§ **WHAT IS REQUIRED**
Print out the entries below with no edits.

§ **DATA LISTING**
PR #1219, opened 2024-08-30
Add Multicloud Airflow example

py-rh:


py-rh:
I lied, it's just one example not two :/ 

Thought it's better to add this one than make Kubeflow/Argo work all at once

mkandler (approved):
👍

§ **TASK SOLUTION**
PR #1219, opened 2024-08-30
Add Multicloud Airflow example

py-rh:


py-rh:
I lied, it's just one example not two :/ 

Thought it's better to add this one than make Kubeflow/Argo work all at once

mkandler (approved):
👍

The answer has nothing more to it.